PR #7376, opened 2019-04-26
Pattern Preset support

DonLakeFlyer:
This allows you to save settings for a Pattern item as a named reusable preset. So for example if you fly a lot of say NDVI surveys at the same altitude and overlap settings you can save that as a preset. Then you create a new survey for a new area, you just select that Preset and you are done setting up the Survey.

Althought the internal archiecture for this is set up to work with all pattern types it is only supported by Survey now. Once we work through the usability of this on Survey then I'll implement in other Patterns.

Screen Shot 2019-04-26 at 10 31 18 AM

### DIFF
--- a/ChangeLog.md
+++ b/ChangeLog.md
@@ -6,6 +6,7 @@ Note: This file only contains high level features or important fixes.
 
 ### 3.6.0 - Daily Build
 
+* Plan/Pattern: Support named presets to simplify commonly used settings setup. Currently only supported by Survey.
 * ArduCopter: Handle 3.7 parameter name change from CH#_OPT to RC#_OPTION.
 * Improved support for flashing/connecting to ChibiOS bootloaders boards.
 * Making the camera API available to all firmwares, not just PX4.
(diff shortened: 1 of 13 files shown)


DonLakeFlyer:
The docs for this don't seem to be building correctly right now. But they are here: https://docs.qgroundcontrol.com/en/PlanView/PatternPresets.md

DonLakeFlyer:
Also this was a pretty major change to support this. So be careful when using a preset to make sure it really changed the settings to what they should be by switching back to Custom to check the actual settings.

DonLakeFlyer:
For now you can read the .md file directly: https://docs.qgroundcontrol.com/en/PlanView/PatternPresets.md which is somewhat helpful.

DonLakeFlyer:
This greatly simplifies the UI if you are using a preset:
Screen Shot 2019-04-26 at 11 20 58 AM

Further support will be added such that custom build can define their own presets as built in from the start.

One question is whether there is some useful presets which could be included with regular QGC as well.

Antiheavy:
After playing around with it, the functionality is there and seems to work quite well.  I'm trying to decide whether the camera is a subset of the preset or if the preset is a subset of the camera...  arguments both ways....

DonLakeFlyer:
Yeah, the camera thing is a little wierd. I see the need, but I'm not sure it's quite correct as it currently stands.

Antiheavy:
Also, this ability for the user to save custom profiles for things could be useful for Preflight Checklist.

PR #7383, opened 2019-04-27
Add support for geofence return point. 

DonLakeFlyer:
* You can drag the "B" indicator around to change location.
* Also fixed a bunch of bugs in geofence/rally support.

Screen Shot 2019-04-27 at 12 30 45 PM

Screen Shot 2019-04-27 at 12 31 00 PM


DonLakeFlyer:
@peterbarker Fence return point support.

Problem details
Whenever a line of the data includes the word "Also", show that line in full.

Output
Also this was a pretty major change to support this. So be careful when using a preset to make sure it really changed the settings to what they should be by switching back to Custom to check the actual settings.
Also, this ability for the user to save custom profiles for things could be useful for Preflight Checklist.
* Also fixed a bunch of bugs in geofence/rally support.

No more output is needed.